One of the side projects that I’m working on in addition to this weblog is a managed scanner and parser for the Visual Basic .NET language. I started on the project because I’d really like to write some project analysis tools that I could use to determine things about how people use the language, but as it’s gone on I’m hoping to also release it into the community as a sample. (One of the wrinkles is that I’m “writing” the managed parser by looking at the existing unmanaged parser, so it’s not like the code I’m writing is completely of my own invention, although it is largely so.) I think that the more that people can work with a language in an automated way, and the more tools people can write for a language, the better it is for people who use that language. Anyway, we’ll just have to see. I still have to finish it first…

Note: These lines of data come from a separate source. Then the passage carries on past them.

PR #2738, opened 2024-10-24
add migration to set parent_ids to charges

annvelents:
## Context

We want to populate parent_ids for charges. To define a parent for a charge, we're looking into plan's parent plan and trying to find a charge with matching charge_model and properties. If parent plan has more than one matching charge, we claim that we're not able to define a parent charge

## Description

added a migration that:
- goes through children plans and loads their charges and parents with their charges
- for each charge of children plan it tries to select charge from parent plan with matching charge model and charge properties
- if only one matching charge is found, update child charge with parent charge (without callbacks)

added a rake task to seed test data, so we can deploy it onto staging, create any number of plans with children, select to not save parent_ids for their charges, run the migration code and check the result

### DIFF
--- a/db/migrate/20241022144437_add_parent_to_charges_from_plan_parent.rb
+++ b/db/migrate/20241022144437_add_parent_to_charges_from_plan_parent.rb
@@ -1,0 +1,20 @@
+# frozen_string_literal: true
+#
+class AddParentToChargesFromPlanParent < ActiveRecord::Migration[7.1]
+  def change
+    now = Time.current
+    Plan.where.not(parent_id: nil).includes(:charges, parent: :charges).find_each do |plan|
+      parent = plan.parent
+      next if plan.charges.empty? || parent.charges.empty?
+
+      plan.charges.each do |child_charge|
+        parent_charges = parent.charges.where(charge_model: child_charge.charge_model, properties: child_charge.properties)
+        next if parent_charges.length != 1
+
+        child_charge.update(parent_id: parent_charges[0].id)
+      end
+    end
+    puts '=' * 80
+    puts 'Migration took: ' + (Time.current - now).to_s
+  end
+end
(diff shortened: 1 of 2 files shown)


db/migrate/20241022144437_add_parent_to_charges_from_plan_parent.rb
```diff
@@ -0,0 +1,25 @@
...
+        parent_charges = parent.charges.select do |charge|
+          charge.charge_model == child_charge.charge_model && charge.properties == child_charge.properties
+        end
+        next if parent_charges.length != 1
+
+        child_charge.update_columns(parent_id: parent_charges[0].id)
+      end
+    end
+    puts '=' * 80
+    puts 'Migration took: ' + (Time.current - now).to_s + ' seconds'
```
annvelents, line 20: Running locally on 10_000 plans and 136_000 charges took 13 secs

db/migrate/20241022144437_add_parent_to_charges_from_plan_parent.rb
```diff
@@ -0,0 +1,27 @@
+# frozen_string_literal: true
+
+class AddParentToChargesFromPlanParent < ActiveRecord::Migration[7.1]
+  def up
+    now = Time.current
+    Plan.where.not(parent_id: nil).includes(:charges, parent: :charges).find_each do |plan|
```
vincent-pochet, line 6: To avoid issues with future fresh install if the Plan model definition changes, you should redefine the Plan model and its relation directly in this migration class. It will make sure that the Plan model you are using is loaded with the expected attributes.

You can refer to https://github.com/getlago/lago-api/blob/main/db/migrate/20240603095841_refresh_cached_aggregations.rb if you need an example

annvelents: ah, right
thanks!

vincent-pochet (approved):

vincent-pochet (approved):

lovrocolic (approved):

PR #2750, opened 2024-10-29
misc(clickhouse): Use official clickhouse-activerecord gem

vincent-pochet:
## Context

Two pull requests opened on the `clickhouse-active` records repository were merged lately.
- https://github.com/PNixx/clickhouse-activerecord/pull/158
- https://github.com/PNixx/clickhouse-activerecord/pull/169

Since now all mandatory pieces that we require to use it in production are here, we can use the official gem rather than the fork.

## Description

This PR replaces `gem 'clickhouse-activerecord', git: 'https://github.com/getlago/clickhouse-activerecord.git'` with `gem "clickhouse-activerecord", "~> 1.2.0"`

### DIFF
--- a/Gemfile
+++ b/Gemfile
@@ -1,134 +1,134 @@
 # frozen_string_literal: true
 
-source 'https://rubygems.org'
+source "https://rubygems.org"
 git_source(:github) { |repo| "https://github.com/#{repo}.git" }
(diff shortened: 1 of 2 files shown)


nudded (approved):
🚀

PR #2757, opened 2024-10-31
feat(dunning): find eligible customers and applied dunning campaign

ancorcruz:
## Roadmap Task

 ## Context

 ## Description

This change adds the dunning campaign trigger to find eligible customers and applied campaign threshold to run the next attempt.

### DIFF
--- a/app/jobs/dunning_campaigns/bulk_process_job.rb
+++ b/app/jobs/dunning_campaigns/bulk_process_job.rb
@@ -1,7 +1,7 @@
 # frozen_string_literal: true
 
-module Dunning
-  class ProcessCampaignsJob < ApplicationJob
+module DunningCampaigns
+  class BulkProcessJob < ApplicationJob
     queue_as :default
 
     def perform
--- a/app/services/dunning_campaigns/bulk_process_service.rb
+++ b/app/services/dunning_campaigns/bulk_process_service.rb
@@ -2,5 +2,55 @@
 
 module DunningCampaigns
   class BulkProcessService < BaseService
+    # Find all eligible customers
+    # Find applicable dunning campaign
+    # next step?
+    # Queue job for next step; customer, campaign
+
+    def call
+      return result unless License.premium?
+
+      eligible_customers.find_each do |customer|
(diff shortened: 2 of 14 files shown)


app/jobs/dunning_campaigns/bulk_process_job.rb
```diff
@@ -0,0 +1,13 @@
+# frozen_string_literal: true
+
+module DunningCampaigns
+  class BulkProcessJob < ApplicationJob
```
rsempe, line 4: is this job going to be called from another location?

just wondering if it's not simpler to directly call `DunningCampaigns::BulkProcessService.call` from the clock job

app/services/dunning_campaigns/bulk_process_service.rb
```diff
@@ -0,0 +1,75 @@
...
+      result
+    end
+
+    private
+
+    def eligible_customers
+      Customer
+        .joins(:organization)
+        .where(exclude_from_dunning_campaign: false)
+        .where("organizations.premium_integrations @> ARRAY[?]::varchar[]", ['auto_dunning'])
```
rsempe, line 21: Has the name `auto_dunning` been validated by the product team?

rsempe (approved):
👏

app/jobs/dunning_campaigns/bulk_process_job.rb
ancorcruz: as running this service will take longer with a growing number of organizations and customers, IMO it is better to free clock worker and just queue this job an let the normal sidekiq workers take care of it. We can handle queue priority, and more stuff that is not available with clock.

app/services/dunning_campaigns/bulk_process_service.rb
ancorcruz: can't remember, is this name visible for users?

frontend is using it... I'll check with product.

Thanks

app/jobs/dunning_campaigns/bulk_process_job.rb
rsempe: fair enough

PR #2758, opened 2024-10-31
chore(currencies): Add BHD support

jdenquin:
https://github.com/getlago/lago/issues/422


vincent-pochet (approved):
:+1: 
You have to regenerate the GraphQL schema as well to expose it.

PR #2761, opened 2024-10-31
feat(plan-charges-cascading): Support charge filters cascading

lovrocolic:
## Context

## Description

This PR supports cascading of charge filters. There are several rules:

- If main attribute that supports cascading is not true -> cascading is disabled
- Charge filter properties are cascaded only if the same properties are not already overridden in the child filter
- We need to ensure that all filters that are specific to the child are not changed in any way (extra filters that don't exist on parent)
- When performing cascading, we are basically at the same time updating parent filters and children filters. However, we need to ensure that logic which handles cascading on children filter uses parent filter attributes **before** update for comparison. That's why we pass parent filter attributes before any update to the children logic.

### DIFF
--- a/app/services/charge_filters/create_or_update_batch_service.rb
+++ b/app/services/charge_filters/create_or_update_batch_service.rb
@@ -2,9 +2,13 @@
 
 module ChargeFilters
   class CreateOrUpdateBatchService < BaseService
-    def initialize(charge:, filters_params:)
+    def initialize(charge:, filters_params:, options: {})
       @charge = charge
       @filters_params = filters_params
+      @options = options
+      @cascade_updates = options[:cascade]
+      @parent_filters_attributes = options[:parent_filters] || []
+      @parent_filters = ChargeFilter.with_discarded.where(id: parent_filters_attributes.map { |f| f['id']})
 
       super
     end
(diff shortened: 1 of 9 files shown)


app/services/charge_filters/create_or_update_batch_service.rb
```diff
@@ -2,9 +2,13 @@
...
 module ChargeFilters
   class CreateOrUpdateBatchService < BaseService
-    def initialize(charge:, filters_params:)
+    def initialize(charge:, filters_params:, options: {})
       @charge = charge
       @filters_params = filters_params
+      @options = options
+      @cascade_updates = options[:cascade]
+      @parent_filters_attributes = options[:parent_filters] || []
+      @parent_filters = ChargeFilter.with_discarded.where(id: parent_filters_attributes.map { |f| f['id'] })
```
vincent-pochet, line 11:
```suggestion
      @parent_filters = if parent_filters_attributes.blank?
         ChargeFilter.none
       else
         ChargeFilter.with_discarded.where(id: parent_filters_attributes.map { |f| f['id'] })
        end
```

app/services/plans/update_service.rb
```diff
@@ -126,8 +126,16 @@ def cascade_charge_update(charge, payload_charge)
...
-        if child_charge && charge.equal_properties?(child_charge)
-          Charges::UpdateJob.perform_later(charge: child_charge, params: payload_charge, cascade: true)
+        if child_charge
+          Charges::UpdateJob.perform_later(
+            charge: child_charge,
+            params: payload_charge,
+            options: {
+              cascade: true,
+              parent_filters: charge.filters.map(&:attributes),
+              equal_properties: charge.equal_properties?(child_charge)
```
vincent-pochet, line 136: Maybe we should rename the option attribute `cascade_options`, to clearly defined what is its purpose.

vincent-pochet (approved):
Two comments, looks good otherwise :rocket:

PR #2771, opened 2024-11-01
Feat add ability to rotate api key

floganz:
## Context

Another step toward API key management

## Description

Decouple HMAC secret from API keys.
Add ability to instantly rotate API key.


vincent-pochet (approved):
Looks great! :rocket: 

Not a blocker here, but do not hesitate to split pull request in small pieces as it helps with review.
For example, the api_key => hmac migration could be done in a separate PR.

PR #2777, opened 2024-11-05
fix: Ensure DataExports::CombinePartsJob uniqueness

ancorcruz:
This should fix a race condition when multiple data export parts are finished very close in time resulting into multiple CombinePartsJob queued, hence active storage fails because of duplicated key.


nudded (approved):
nice catch! 👍

jdenquin (approved):

PR #2779, opened 2024-11-05
feat(api-key-management): Track when API key was last used

floganz:
## Description

Add ability to track when API key was last used

### DIFF
--- a/app/controllers/api/base_controller.rb
+++ b/app/controllers/api/base_controller.rb
@@ -8,31 +8,45 @@ module Api
 
     before_action :authenticate
     before_action :set_context_source
+    before_action :track_api_key_usage
     include Trackable
 
     rescue_from ActionController::ParameterMissing, with: :bad_request_error
 
     private
 
+    attr_reader :current_api_key, :current_organization
+
     def authenticate
-      auth_header = request.headers['Authorization']
+      return unauthorized_error unless auth_token
 
-      return unauthorized_error unless auth_header
+      @current_api_key = ApiKey.active.find_by(value: auth_token)
 
-      api_key = auth_header.split(' ').second
+      return unauthorized_error unless current_api_key
 
-      return unauthorized_error unless api_key
-      return unauthorized_error unless current_organization(api_key)
-
+      @current_organization = current_api_key.organization
       true
     end
 
-    def current_organization(api_key_value = nil)
-      @current_organization ||= ApiKey.active.find_by(value: api_key_value)&.organization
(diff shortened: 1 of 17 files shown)


jdenquin:
@floganz can you rename your PR to follow the same convention that we have? 🙏

app/services/api_keys/track_usage_service.rb
```diff
@@ -0,0 +1,17 @@
+# frozen_string_literal: true
+
+module ApiKeys
+  class TrackUsageService < BaseService
+    def call
+      ApiKey.find_each do |api_key|
```
jdenquin, line 6: This is a bit ambitious!
You'll run over all the `ApiKey` event the one that are not used.
Is it better to loop over whats in cache?

floganz: Indeed, that looks heavy but I still think that it’s acceptable option.

In order to do it another way (lookup in cache) we either need to know all keys we’re interested in which basically loading every api key to build cache keys. Or our cache store should have some pattern based lookup which will depend on particular cache store used which might vary for self hosted clients. Which is also solvable but that bring additional complexity to the solution.

Considering that all our clients have to use API I suppose that majority of key always in use. Maybe not each minute but each hour.

Speaking of speed improvements we can do 2 optimizations:
- Fetch API keys ids and iterate over it, looking for a cache key rather then loading whole active record object. That should reduce database load but it will have the same load on cache.
- Run this job less frequent (current each 5 minutes). E.g. each 1 hour.

What do you think?

jdenquin: I understand!

I would say the best option is to delay it yes, but is it aligned with what product defined?

nudded (approved):

app/controllers/api/base_controller.rb
```diff
@@ -8,31 +8,45 @@ class BaseController < ApplicationController
...
-    def authenticate
-      auth_header = request.headers['Authorization']
+    attr_reader :current_api_key, :current_organization
 
-      return unauthorized_error unless auth_header
+    def authenticate
+      return unauthorized_error unless auth_token
 
-      api_key = auth_header.split(' ').second
+      @current_api_key = ApiKey.active.find_by(value: auth_token)
```
nudded, line 23: I think you'll tackle it in a future PR, but `.active` imho should be a default scope

floganz: Exactly.

PR #2793, opened 2024-11-07
feat(api-key-management): Add name to the API key model

floganz:
## Description

Add name to the API key model.
Add default scope to the API key.

### DIFF
--- a/app/models/api_key.rb
+++ b/app/models/api_key.rb
@@ -10,7 +10,7 @@ class ApiKey < ApplicationRecord
   validates :value, uniqueness: true
   validates :value, presence: true, on: :update
 
-  scope :active, -> { where('expires_at IS NULL OR expires_at > ?', Time.current) }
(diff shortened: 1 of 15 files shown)


app/models/api_key.rb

After I finished the scanner (scanners are easy), I started parsing expressions and have been working my way up the parse tree hierarchy. I’ve recently reached type members and, in particular, methods. An interesting thing is the way that VB’s line orientation interacts with MustOverride methods when parsing. In C#, parsing methods is pretty simple because after a method header you can see either a semicolon or an open curly brace. If it’s the former, then you’ve got an abstract method declaration; if it’s the latter, then you’ve got a concrete method declaration. Whether or not you specified “abstract” as a modifier on the declaration is really something for declaration semantics to sort out later on. In VB, though, the following fragment is ambiguous if you don’t look at the modifiers:
<modifiers> Sub Foo()
Dim Bar As Integer
In other words, once you’ve gotten through the method header, the next line starts with “Dim,” which could either mean that Foo was a MustOverride method and Bar is a field, or that Foo was a concrete method and Bar is a local. To figure out which is which, you absolutely have to look at the modifiers to see if “MustOverride” is there. This is the kind of thing that drives formal grammar writers nuts because it means you have to hork up your grammar productions to make it all come out right. It doesn’t make such a big deal, though, if you hand-code your parser, which is what we do for VB. (Hand-coded parsers vs table-driven parsers seems to be one of those religious arguments that language people get into. Let me just say I don’t take a formal position on the question.)
Interestingly, there are at least a few other places in the language (esp. in terms of object creation expressions versus array creation expressions) where things get complicated like this. But overall, it’s been pretty smooth sailing. I’ll let everyone know as the project progresses.